Why Limited Partnerships Are So Common in EB-5 Regional Centers

Many EB-5 investors who are ready to make an investment will likely find that investing in the vast majority Regional Center means purchasing an ownership interest in a Limited Partnership. What exactly does this mean and how does that affect an EB-5 investor’s ability to manage their investment?

Definition of a Limited Partnership

Limited Partnerships are businesses that have two different types of owners, the General Partner, and the Limited Partners.

The General Partners will typically take on a greater role in the buisness by being responsible for the day-to-day management of the business.  They also have a majority of the decision-making responsibilities but also take on the liability for the business.  This means that they are personally liable for any business debts in the event of failure or legal problems.

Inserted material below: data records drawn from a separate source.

PR #3058, opened 2026-09-04
fix(cosh-ng): [shell] preserve zsh slash commands

kongche-jbw:
## Why

The Rust path-prompt classifier only checks filesystem availability. A Zsh function or alias may resolve the same slash-bearing first token, so it must remain Shell-owned.

## What changed

At each trusted Zsh prompt, Cosh receives a bounded snapshot of slash-bearing functions and aliases. A path prompt routes to Agent only when that complete snapshot excludes its first token.

## Related issue

#1943 · #3004

## User / Agent impact

Zsh function and alias commands with slash-bearing names execute natively even when their arguments contain natural language. Missing path prompts retain the existing Agent route.

## Risk and compatibility

The Zsh marker carries a bounded namespace snapshot only at prompt boundaries. An unavailable or oversized snapshot keeps the input Shell-owned. Any registered `zle-line-init` widget, including same-name registration and distribution defaults, makes the snapshot unavailable because it may change the namespace after the prompt marker.

## Validation

- `cargo test --package cosh-shell --lib path_prompt -- --test-threads=1` (7 passed)
- `cargo test --package cosh-shell --test raw_cli path_prompt -- --test-threads=1` (7 passed)
- `cargo test --package cosh-shell --test raw_cli agent_input::raw_cli_zsh_keeps_slash_named_function_and_alias_shell_owned -- --exact` (1 passed)
- `git diff --check`

No ECS, real-provider, manual-terminal UX, release build, or full-workspace gate was run; broader coverage is delegated to CI.

Current-head review validation (Linux, Zsh 5.9):

- The new self-bound line-init regression fails on the previous implementation and passes after the fix; both same-name and differently named hooks execute the slash function natively.
- `cargo test --locked -p cosh-shell --test raw_cli agent_input::raw_cli_zsh_ -- --test-threads=1`: 10 passed; the unrelated `raw_cli_zsh_agent_prompt_restore_suppresses_partial_line_marker` fails locally and also fails with the original `6dd2356b` marker implementation.
- `cargo test --locked -p cosh-shell --test raw_cli agent_input::raw_cli_zsh_keeps_slash -- --test-threads=1`: all 3 final regression tests passed; the alias fixture clears distribution hooks so it exercises the complete namespace snapshot.
- `cargo clippy --locked -p cosh-shell --all-targets -- -D warnings`, formatting, layout audit, and diff hygiene passed.

## Documentation and rollback

No documentation changes are required. Revert `bde6c92c7e3c57e63d84d5ec437e4806b46e5780` to restore the prior Zsh routing behavior.

### DIFF
--- a/src/cosh-ng/crates/cosh-shell/src/input/path_prompt.rs
+++ b/src/cosh-ng/crates/cosh-shell/src/input/path_prompt.rs
@@ -1,6 +1,7 @@
 //! Conservative classification for natural-language submissions whose first
 //! shell token contains a path separator.
 
+use std::collections::HashSet;
 use std::ffi::CString;
 use std::os::unix::ffi::OsStrExt;
 use std::path::{Component, Path, PathBuf};
@@ -40,6 +41,63 @@ impl PartialEq for ShellPromptCwd {
 }
 
 impl Eq for ShellPromptCwd {}
+
+/// Slash-bearing command names and suffix aliases Zsh resolves without a
+/// filesystem path.
+///
+/// Prompt markers refresh this snapshot after the shell has completed its
+/// own parsing and startup hooks. An unavailable snapshot is intentionally
+/// not treated as proof that a name is missing.
+#[derive(Debug, Default)]
+struct ShellPathNamespace {
+    names: HashSet<String>,
+    suffixes: HashSet<String>,
+}
+
+#[derive(Debug, Clone, Default)]
+pub(crate) struct ShellPathCommandNames(Arc<Mutex<Option<ShellPathNamespace>>>);
+
+impl ShellPathCommandNames {
+    pub(crate) fn set(&self, names: Option<Vec<String>>, suffixes: Option<Vec<String>>) {
+        if let Ok(mut current) = self.0.lock() {
+            *current = names
+                .zip(suffixes)
+                .map(|(names, suffixes)| ShellPathNamespace {
+                    names: HashSet::from_iter(names),
+                    suffixes: HashSet::from_iter(suffixes),
+                });
+        }
+    }
+
+    pub(crate) fn excludes_first_token(&self, input: &str) -> bool {
+        let first_token = input
+            .trim_matches([' ', '\t'])
+            .split_ascii_whitespace()
+            .next()
+            .unwrap_or_default();
+        self.0
+            .lock()
+            .ok()
+            .and_then(|namespace| {
+                namespace.as_ref().map(|namespace| {
+                    !namespace.names.contains(first_token)
+                        && Path::new(first_token)
+                            .extension()
+                            .and_then(|suffix| suffix.to_str())
+                            .is_none_or(|suffix| !namespace.suffixes.contains(suffix))
+                })
+            })
+            .unwrap_or(false)
+    }
+}
+
+impl PartialEq for ShellPathCommandNames {
+    fn eq(&self, other: &Self) -> bool {
+        Arc::ptr_eq(&self.0, &other.0)
+    }
+}
+
+impl Eq for ShellPathCommandNames {}
 
 #[derive(Debug, Clone, PartialEq, Eq)]
 pub(crate) struct PathPromptIntercept {
--- a/src/cosh-ng/crates/cosh-shell/src/shell_host/marker/zsh.rs
+++ b/src/cosh-ng/crates/cosh-shell/src/shell_host/marker/zsh.rs
@@ -132,6 +132,27 @@ _cosh_json_escape() {
 _cosh_now_ms() {
   date +%s000
 }
+_cosh_shell_path_names_fragment() { # Line-init can mutate the namespace after this snapshot.
+  local -a names suffixes quoted_names quoted_suffixes; local name total=0
+  if [[ -n "${widgets[zle-line-init]:-}" ]]; then REPLY=',"shell_path_names":null,"shell_path_suffixes":null'; return; fi
+  for name in ${(k)functions} ${(k)aliases} ${(k)galiases}; do
+    [[ "$name" == */* ]] && names+=("$name")
+  done
+  suffixes=("${(k)saliases}"); if (( ${#names} > 128 || ${#suffixes} > 128 )); then REPLY=',"shell_path_names":null,"shell_path_suffixes":null'; return; fi
+  for name in "${names[@]}"; do
+    if [[ "$name" == *[[:cntrl:]]* || "$name" == *'"'* || "$name" == *\\* ]] || (( (total += ${#name} + 3) > 8192 )); then
+      REPLY=',"shell_path_names":null,"shell_path_suffixes":null'; return
+    fi
+    quoted_names+=("\"$name\"")
+  done
+  for name in "${suffixes[@]}"; do
+    if [[ "$name" == *[[:cntrl:]]* || "$name" == *'"'* || "$name" == *\\* ]] || (( (total += ${#name} + 3) > 8192 )); then
+      REPLY=',"shell_path_names":null,"shell_path_suffixes":null'; return
+    fi
+    quoted_suffixes+=("\"$name\"")
+  done
+  REPLY=",\"shell_path_names\":[${(j:,:)quoted_names}],\"shell_path_suffixes\":[${(j:,:)quoted_suffixes}]"
+}
 _cosh_emit_marker() {
   local event="$1"
   local command="$2"
@@ -143,6 +164,8 @@ _cosh_emit_marker() {
   # lines carry a token, every other marker stays byte-identical.
   local handoff_fragment=""
   local physical_cwd_fragment=""
+  local shell_path_names_fragment=""
+  local REPLY=""
   if [[ -n "${_COSH_HANDOFF_TOKEN:-}" ]]; then
     handoff_fragment=",\"handoff\":\"$(_cosh_json_escape "$_COSH_HANDOFF_TOKEN")\""
   fi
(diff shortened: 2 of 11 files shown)


src/cosh-ng/crates/cosh-shell/src/shell_host/marker/zsh.rs
```diff
@@ -158,8 +181,9 @@ _cosh_emit_marker() {
     if [[ "$physical_cwd" == /* ]]; then
       physical_cwd_fragment=",\"physical_cwd\":\"$(_cosh_json_escape "$physical_cwd")\""
     fi
+    shell_path_names_fragment="$(_cosh_shell_path_names_fragment)"
```
ikunkun-sys: **[P2] Refresh the proof after ZLE line initialization**

This snapshot is emitted from `_cosh_precmd_marker`, before Zsh invokes `zle-line-init`, so it can already be stale when the user starts typing. On this head, register `function zle-line-init { function 路径/late { print -r -- late-path-command:$*; }; }; zle -N zle-line-init`, then submit `路径/late 帮我运行一下`: Cosh routes it to the Agent, while `whence -w 路径/late` reports `function`. The snapshot therefore does not prove at submission time that Zsh cannot resolve the token.

src/cosh-ng/crates/cosh-shell/src/shell_host/marker/zsh.rs
```diff
@@ -132,6 +132,28 @@ _cosh_json_escape() {
 _cosh_now_ms() {
   date +%s000
 }
+_cosh_shell_path_names_fragment() {
+  local -a names escaped_names; local name total=0
+  for name in ${(k)functions}; do
+    [[ "$name" == */* ]] && names+=("$name")
+  done
+  for name in ${(k)aliases}; do
+    [[ "$name" == */* ]] && names+=("$name")
```
ikunkun-sys: **[P2] Account for suffix aliases before proving absence**

Zsh stores `alias -s txt=...` in `saliases`, and that alias applies to slash-bearing words even though the alias key itself contains no slash. With `alias -s txt='print -r -- suffix-path-command:'`, native Zsh executes `/missing/path.txt 帮我运行一下` through the suffix alias; the same submission through this head's real raw Zsh path is intercepted by the Agent. Enumerating slash-bearing keys from `functions` and `aliases` therefore cannot establish that the token is unresolved.

src/cosh-ng/crates/cosh-shell/src/input/path_prompt.rs
```diff
@@ -41,6 +42,49 @@ impl PartialEq for ShellPromptCwd {
...
+/// not treated as proof that a name is missing.
+#[derive(Debug, Clone, Default)]
+pub(crate) struct ShellPathCommandNames(Arc<Mutex<Option<HashSet<String>>>>);
+
+impl ShellPathCommandNames {
+    pub(crate) fn set(&self, names: Option<Vec<String>>) {
+        let names = names.map(|names| {
+            names
+                .into_iter()
+                .filter(|name| name.len() <= 1024 && !name.chars().any(char::is_control))
```
ikunkun-sys: **[P2] Do not silently drop names from a complete snapshot**

The producer bounds `${#name}` by Zsh characters, while `String::len()` here counts UTF-8 bytes; filtering a rejected entry still leaves the outer snapshot as `Some`, so the consumer treats an incomplete set as proof of absence. A function name made from five 80-Han-character path components is 404 characters but 1204 bytes: Zsh sends it, this filter drops it, and the real raw Zsh path routes its invocation to the Agent even though `whence` reports the name as a function. This violates the snapshot's fail-closed completeness invariant.

ikunkun-sys (changes requested):
Requesting changes for three additional current-head correctness gaps in the Zsh namespace proof. Each was reproduced through the real `cosh-shell raw fake --shell zsh` path at commit `2cf1693b14cebb8b8ca8a720f10ec0455edbf1a7`. The two existing unresolved findings about global aliases and prompt-time command substitutions also remain applicable. `Test cosh-ng fast checks` is currently red because `zsh_candidate_submit_precedes_later_tab_in_same_read` fails.

src/cosh-ng/crates/cosh-shell/src/shell_host/marker/zsh.rs
```diff
@@ -132,6 +132,28 @@ _cosh_json_escape() {
...
+  if (( ${#names} > 128 )); then
+    printf '%s' ',"shell_path_names":null'
+    return
+  fi
+  for name in "${names[@]}"; do
+    if (( ${#name} > 1024 || (total += ${#name} + 3) > 8192 )); then
+      printf '%s' ',"shell_path_names":null'
+      return
+    fi
+    escaped_names+=("\"$(_cosh_json_escape "$name")\"")
```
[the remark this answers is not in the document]
kongche-jbw: Fixed in 6dd2356b. Prompt serialization now builds the namespace JSON in-process, avoiding a command substitution per name. Targeted raw-CLI coverage, Test cosh-ng fast checks, and Test cosh-ng passed.

src/cosh-ng/crates/cosh-shell/src/shell_host/marker/zsh.rs
```diff
@@ -132,6 +132,28 @@ _cosh_json_escape() {
...
   date +%s000
 }
+_cosh_shell_path_names_fragment() {
+  local -a names escaped_names; local name total=0
+  for name in ${(k)functions}; do
+    [[ "$name" == */* ]] && names+=("$name")
+  done
+  for name in ${(k)aliases}; do
+    [[ "$name" == */* ]] && names+=("$name")
+  done
```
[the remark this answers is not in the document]
kongche-jbw: Fixed in 6dd2356b. The prompt snapshot now includes galiases, with a raw-CLI regression confirming a slash-named global alias stays Shell-owned. Test cosh-ng fast checks and Test cosh-ng passed.

src/cosh-ng/crates/cosh-shell/src/shell_host/marker/zsh.rs
kongche-jbw: Fixed in 6dd2356b. The marker carries saliases separately and the router treats a matching path suffix as Shell-owned. A raw-CLI suffix-alias regression and CI passed.

src/cosh-ng/crates/cosh-shell/src/input/path_prompt.rs
kongche-jbw: Fixed in 6dd2356b. Rust now retains names accepted by the Zsh producer, and raw-CLI coverage invokes a slash name exceeding 1024 UTF-8 bytes. Test cosh-ng fast checks and Test cosh-ng passed.

src/cosh-ng/crates/cosh-shell/src/shell_host/marker/zsh.rs
kongche-jbw: Fixed in 6dd2356b. A re-bound zle-line-init widget now makes the namespace proof unavailable, so the candidate stays Shell-owned; no ZLE wrapper is installed. A raw-CLI regression covers the mutation. Test cosh-ng fast checks and Test cosh-ng passed.

src/cosh-ng/crates/cosh-shell/src/shell_host/marker/zsh.rs
```diff
@@ -132,6 +132,27 @@ _cosh_json_escape() {
 _cosh_now_ms() {
   date +%s000
 }
+_cosh_shell_path_names_fragment() {
+  local -a names suffixes quoted_names quoted_suffixes; local name total=0
+  if [[ -n "${widgets[zle-line-init]:-}" && "${widgets[zle-line-init]}" != "user:zle-line-init" ]]; then REPLY=',"shell_path_names":null,"shell_path_suffixes":null'; return; fi
```
ikunkun-sys: **[P2] Treat a self-bound zle-line-init as mutable**

The guard exempts `user:zle-line-init`, but that is exactly the descriptor produced by the standard same-name registration `zle-line-init() { ... }; zle -N zle-line-init`. On this head, defining `路径/late` from that hook and submitting `路径/late 帮我运行一下` through `cosh-shell raw fake --shell zsh` still produces an AI request instead of invoking the function. The added regression binds `zle-line-init` to a differently named `_cosh_test_line_init`, whose descriptor is `user:_cosh_test_line_init`, so it never exercises this exemption. Treat the self-bound descriptor as making the snapshot unavailable as well.

ikunkun-sys (changes requested):
Requesting changes for one remaining current-head correctness gap at 6dd2356bcebea296438245ec6970a8cb0906c828. The global and suffix alias handling, multibyte-name retention, prompt-hot-path serialization, and Enter-to-Tab regression are fixed and independently revalidated; GitHub CI is green. The original same-name zle-line-init reproduction still fails because the new guard explicitly exempts user:zle-line-init.

src/cosh-ng/crates/cosh-shell/src/shell_host/marker/zsh.rs
kongche-jbw: Fixed in bde6c92c. Removed the user:zle-line-init exemption: any registered line-init widget now makes the namespace snapshot unavailable. Added a same-name regression alongside the existing differently named hook case; it fails on the previous implementation and passes with the fix. The no-hook and alias fixtures explicitly clear distribution hooks to keep complete-snapshot routing covered. Final-head fast checks, full cosh-ng tests, release build, and prebuilt action all passed.

ikunkun-sys (approved):
Re-reviewed the current head bde6c92c7e3c57e63d84d5ec437e4806b46e5780. The same-name zle-line-init gap is fixed: both the targeted raw-CLI regression and the original real-Zsh PTY reproduction now keep the slash function Shell-owned. The complete namespace snapshot, missing-path routing, Enter-to-Tab regression, formatting, layout, diff hygiene, and GitHub CI also pass. No actionable findings remain.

On the other hand, Limited Partners have less decision-making power but also less liability.  Limited Partners do not play an active role in the business. For instance, Limited Partners cannot make any business deals on behalf of the limited partnership.  This limitation also protects Limited Partners from exposure from liability.  They are only liable up to the amount they invested in the business and cannot be forced to pay for business debts with their own assets.

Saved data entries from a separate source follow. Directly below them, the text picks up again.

PR #3091, opened 2026-09-07
feat(chore): honor explicit rustup servers

### LINKED ISSUE #3090: build-all.sh should respect explicit rustup server configuration
### Component

project-wide (`scripts/build-all.sh`)

### What happened?

While checking the build script, I noticed that an explicitly configured `RUSTUP_DIST_SERVER` is not consistently respected. For example, a user might deliberately select the official Rust servers for a machine outside China:

```bash
export RUSTUP_DIST_SERVER=https://static.rust-lang.org
export RUSTUP_UPDATE_ROOT=https://static.rust-lang.org/rustup
```

The script can still replace these settings:

- `_configure_cargo_mirror()` selects another mirror if the configured server fails its pinned-toolchain probe. A temporary timeout can therefore change the user's chosen source.
- When `install_rust()` reaches `rustup update stable`, it independently selects a mirror and overrides both variables for that command, even if the explicitly configured server passed the earlier probe.

Both automatic selection lists put China-based mirrors before the official server. This makes it difficult to reliably choose a source suited to the user's network, including networks outside China or environments with an approved internal mirror.

### How can we reproduce it?

Code inspected at commit `8bf150c24482de42cf5f4be580b56d8c6bf3a376`. Isolated checks with mocked successful/failed probes show:

1. With an explicit official source and successful probes, the pinned-toolchain configuration keeps the official source, but the stable selector returns the Tsinghua mirror. The stable update call then uses that selection.
2. If the explicitly configured source fails its probe and another candidate passes, the configuration function replaces both variables with the selected mirror.

This report is based on code inspection and isolated selection checks, rather than a full build failure log from a US machine.

Relevant code:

Regional Center Operations

Limited Partnerships in general have distinct advantages, including simpler taxation, limited regulation and more flexibility. However, the core reason why the majority of Regional Centers are formed specifically as Limited Partnerships is that the role of a Limited Partner is ideal for most EB-5 investors because of their goals.

EB-5 investors want to qualify for a green card for themselves and/or for their family members and make a sound investment that will hopefully provide a return of their principal investment at the end of the required period. Most EB-5 investors are not interested in starting or managing a business in the U.S. for the long term and prefer a more “passive” investment strategy while still satisfying the “active management” requirement outlined in the EB-5 program. 

Although Limited Partners do not retain control over how their investment funds are allocated, the role of Limited Partner entails significantly less work and less responsibility than for the General Partners while also providing invaluable liability protection. EB-5 investors can rest easy, knowing that their personal assets beyond the $800,000 investment are not at stake under any circumstances. The most they can lose is the amount they invested in the business.

In addition, limited partnerships allow EB-5 investors to withdraw their capital without jeopardizing the legal status of the partnership. Once the required investment period is over, and the investor has received an unconditional Green Card, the investor can leave the partnership—which is usually the ultimate goal for most EB-5 applicants.

Want to learn more about the EB-5 program?  At Jatoi & de Kirby, A.P.C., we’ve worked with many EB-5 investors to prepare them for their EB-5 petitions. Our attorneys have years of experience processing hundreds of cases. Contact us for more information.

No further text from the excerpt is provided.